Le projet de loi présenté aujourd’hui devra être débattu en septembre au Sénat.
Photo : EFE – Ludovic Marin / POOL
Le gouvernement français a présenté ce mercredi un projet de loi visant à accélérer les procédures de restitution des œuvres et objets volés durant la période coloniale. L’objectif est de simplifier les démarches actuellement en place. Si ce texte est adopté, le retour des biens culturels appartenant aux collections nationales françaises vers leurs pays d’origine sera considérablement plus rapide.
Alors que le projet vient d’être soumis, il sera débattu au Sénat en septembre prochain.

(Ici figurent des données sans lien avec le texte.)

PR #4731, opened 2026-04-23
fix: remove dead code in optimize_schema()

### LINKED ISSUE #4703: Dead code in optimize_schema(): `'type'` key is unreachable in second elif branch

goingforstudying-ctrl:
Removes unreachable dead code in SchemaOptimizer.optimize_schema(). The 'elif key == type' branch was dead code because 'type' is already handled in the later essential validation fields branch. Fixes #4703

---
## Summary by cubic
Remove unreachable code in `optimize_schema()` by deleting the early `'type'` branch, which duplicated logic handled later for essential validation fields. No behavior change; improves readability and fixes #4703.

<sup>Written for commit 4d44aafe3a663b9d5705c139d1316ddb1a2080a5. Summary will update on new commits.</sup>

### DIFF
--- a/browser_use/llm/schema.py
+++ b/browser_use/llm/schema.py
@@ -57,10 +57,6 @@ class SchemaOptimizer:
 						if value:  # Only include non-empty descriptions
 							optimized[key] = value
 
-					# Handle type field - must recursively process in case value contains $ref
-					elif key == 'type':
-						optimized[key] = value if not isinstance(value, (dict, list)) else optimize_schema(value, defs_lookup)
-
 					# FLATTEN: Resolve $ref by inlining the actual definition
 					elif key == '$ref' and defs_lookup:
 						ref_path = value.split('/')[-1]  # Get the definition name from "#/$defs/SomeName"


goingforstudying-ctrl:
CLA signed! Ready for review.

sauravpanda:
Thanks for the cleanup! Closing this one as superseded — #4736 already addressed the dead-code issue from #4703, and after it merged the
  situation has flipped:

  - The duplicate 'type' entry in the validation-fields list (the actually unreachable one) was removed in #4736.
  - The elif key == 'type': branch this PR deletes is now the live handler for 'type' keys, not dead code.

  The fallthrough to the final else clause is behaviorally identical (same logic, inverted ternary), so this wouldn't break anything — but it'd
  remove the explicit branch and its # must recursively process in case value contains $ref comment, and silently couple 'type' handling to
  whatever the catch-all does in the future. Prefer to keep the explicit branch.

  Appreciate you digging into #4703, feel free to grab another issue!

Issue #4721, opened 2026-04-21
Supply chain risk in init command: unverified remote code fetching


cloakmaster:
The `init` command in `browser_use/init_cmd.py` fetches Python template files from `raw.githubusercontent.com` at runtime and writes them to disk for execution. There's no integrity verification — no checksum, no signature, no pinned commit.

**What happens:**

1. `_fetch_template_list()` downloads `templates.json` from `browser-use/template-library` (line 37)
2. `_fetch_from_github()` downloads the actual Python file content
3. Content is written to disk and the user is told to run `python {output_path.name}`

If the `template-library` repo is compromised (via a maintainer account takeover, malicious PR, or GitHub token leak), every user running `browser-use init` would execute attacker-controlled code. This is the same class of supply chain attack that hit `ua-parser-js`, `event-stream`, and more recently `@anthropic-ai/claude-code`.

**Suggested fix:**

Either bundle templates locally in the package (they're small enough), or add integrity verification — hash the template content against a pinned manifest shipped with the package:

```python
import hashlib

KNOWN_HASHES = {
    "simple_agent.py": "sha256:abc123...",
}

content = _fetch_from_github(template_file)
actual = hashlib.sha256(content.encode()).hexdigest()
if f"sha256:{actual}" != KNOWN_HASHES.get(template_file):
    raise RuntimeError(f"Template integrity check failed for {template_file}")
```

Bundling is simpler and eliminates the network dependency entirely.

---

Separately, `browser_use/actor/element.py:283` logs form field values at DEBUG level in the `fill()` method — passwords, credit cards, etc. end up in logs if DEBUG is on. A quick `logger.debug(f'Typing [REDACTED {len(value)} chars]')` would fix that without losing debug utility.

---

Found during a scan with [Inkog](https://github.com/inkog-io/inkog).

PR #4736, opened 2026-04-23
fix(element): redact sensitive values in fill() debug logging

Will-hxw:
## Summary
- Redact sensitive form field values (passwords, etc.) from DEBUG logging in `fill()` method

## Why
The `fill()` method in `browser_use/actor/element.py` was logging the full value being typed at DEBUG level:
```
logger.debug(f'Typing text character by character: "{value}"')
```
This could expose passwords and other sensitive data in debug logs when users have DEBUG logging enabled.

## Fix
Changed to:
```
logger.debug(f'Typing text character by character: "[REDACTED {len(value)} chars]"')
```
This preserves debug utility (knowing that typing is happening and roughly how much) while avoiding exposure of sensitive data.

## Validation
- [x] pyright type check passes (0 errors)
- [x] ruff lint passes (0 errors)

## Related
Issue #4721 (security advisory - supply chain risk in init command also noted in same issue)

---
## Summary by cubic
Redacts sensitive values from `fill()` debug logs to prevent leaking passwords or secrets, while keeping useful context. Also cleans up schema optimization by removing an unreachable `'type'` key check.

- **Bug Fixes**
  - `browser_use/actor/element.py`: Log `"[REDACTED {len(value)} chars]"` instead of the actual text in `fill()` DEBUG logs.
  - `browser_use/llm/schema.py`: Remove dead `'type'` entry from validation fields; it’s already handled earlier.

<sup>Written for commit 99e9a455e77b9809c9358674555ac2ab87133b18. Summary will update on new commits.</sup>

### DIFF
--- a/browser_use/actor/element.py
+++ b/browser_use/actor/element.py
@@ -418,7 +418,7 @@ class Element:
 					logger.warning('Text field clearing failed, typing may append to existing text')
 
 			# Step 3: Type the text character by character using proper human-like key events
-			logger.debug(f'Typing text character by character: "{value}"')
+			logger.debug(f'Typing text character by character: "[REDACTED {len(value)} chars]"')
 
 			for i, char in enumerate(value):
 				# Handle newline characters as Enter key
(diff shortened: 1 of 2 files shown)


sauravpanda:
Awesome, thanks for the PR!

PR #4741, opened 2026-04-25
fix(anthropic-serializer): type tool_calls + raise on malformed data URL

GopalGB:
## Summary
Two small, orthogonal hardening fixes in `browser_use/llm/anthropic/serializer.py`:

### 1. Add `ToolCall` annotation on `_serialize_tool_calls_to_content`

The function had no type on its `tool_calls` parameter, leaving it implicitly `Any`. Callers always pass `list[ToolCall]` (per `AssistantMessage.tool_calls` in `browser_use/llm/messages.py:208`), so the annotation makes the contract explicit and lets static checkers verify the `.function.arguments` / `.function.name` / `.id` attribute accesses inside.

### 2. Raise a clear error on malformed base64 data URLs

`_parse_base64_url` did:
```python
header, data = url.split(',', 1)
```
without checking that the split actually produced two pieces. A user passing a header-only data URL like `data:image/jpeg;base64` (no comma + payload) would hit the unpacking and see the unhelpful

```
ValueError: not enough values to unpack (expected 2, got 1)
```

Now the function checks the split length first and raises a self-explaining `ValueError` that names the real cause and includes a prefix of the offending URL.

## Backward compatibility
Both changes are non-breaking — happy paths (well-formed URLs, callers already passing `list[ToolCall]`) behave identically. Only the error message + path on bad input changes.

## Verification
`python3 -c "import ast; ast.parse(open('browser_use/llm/anthropic/serializer.py').read())"` → exit 0

---
## Summary by cubic
Hardens the Anthropic serializer with stricter typing and clearer error handling.
Types tool_calls as list[ToolCall] in _serialize_tool_calls_to_content, types the tool input object as dict[str, object] to match ToolUseBlockParam, and makes _parse_base64_url raise a clear ValueError when a base64 data URL is missing the comma separator.

<sup>Written for commit 3b4a88185fb74c828668b2b1448ed470c8447ca1. Summary will update on new commits.</sup>

### DIFF
--- a/browser_use/llm/anthropic/serializer.py
+++ b/browser_use/llm/anthropic/serializer.py
@@ -18,6 +18,7 @@ from browser_use.llm.messages import (
 	ContentPartTextParam,
 	SupportedImageMediaType,
 	SystemMessage,
+	ToolCall,
 	UserMessage,
 )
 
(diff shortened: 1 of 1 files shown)


GopalGB:
I've signed the browser-use CLA via cla-assistant.io — should now show `signed` on the next recheck. CI is fully green (101/102 passing, evaluate-tasks skipped). Happy to address review feedback when reviewers have cycles. cc maintainers.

Le ministère de la Culture précise que cette loi concernera les objets « originaires d’États qui ont été privés de ces biens en raison d’une appropriation illicite » entre 1815 et 1972. Sont également inclus les artefacts acquis par « vol, pillage, cession ou donation obtenue sous la contrainte ou la violence, ou par des personnes dépourvues de droit ».
D’après le très sérieux journal Le Monde, cette proposition législative constitue la troisième et dernière étape des efforts entrepris pour accélérer le retrait et la restitution des œuvres présentes dans les collections nationales françaises. En 2023, deux autres lois avaient déjà été adoptées : l’une portant sur la restitution des biens spoliés par les nazis, l’autre sur le retour des restes humains.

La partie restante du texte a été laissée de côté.